Sim, precisamente. Só referi o que se espera para Lisboa e, de um modo geral para a maior parte da Região Litoral Centro, principalmente a zona sul. Para a zona de Coimbra e até Leiria espera-se um pouco mais de chuva e vento.
No Litoral Norte, aí sim, é uma situação novamente preocupante, para dizer o mínimo.


----------



## StormRic (Sábado às 05:56)

E começou a chover na AML a partir das 4:00.
Primeira linha de instabilidade pré-frontal entrou por Cascais, deixou acumulados à volta dos 2 mm (*2,3 mm* o mais elevado, nos Oitavos).

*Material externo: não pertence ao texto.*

PR #6297, opened 2021-06-01
Fix in SVertices attachment to RecoContainer

shahor02:
@nburmaso thanks for spotting.


shahor02:
all CI's fail for unrelated reasons, merging.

Continuando o movimento para NE/ENE, foi regando bem ao longo de uma faixa passando por Belas (*1,3mm*), Loures (*1,5mm*), aqui na Póvoa (*0,8mm*), Alverca, Alhandra e até chegou a eco laranja forte ao encontrar o Tejo, antes de chegar a Samora Correia. Também houve células em Setúbal, mais fracas.


----------



## StormRic (Sábado às 06:12)

Nas estações da rede Clima.AML, *Loures* teve um aguaceiro forte de* 2,4 mm* por volta das 5:00.
Algueirão *1,4mm*.

E chove na Arrábida/Setúbal e a célula que passou aqui também em Samora Correia largou uma boa rega, curta mas intensa:


----------



## miguel (Sábado às 10:00)

Boas
Mínima 13,3ºC mas de madrugada foi subindo até aos 16ºC
 Caiu um aguaceiro forte mas de 1minuto apenas rendeu 0,6mm a ver se acumula muito mais que isto hoje.


----------



## "Charneca" Mundial (Sábado às 12:24)

Jopiro disse:


> Peço desculpa por ter atrasado 10 anos os meus votos. Já corrigi, obrigado.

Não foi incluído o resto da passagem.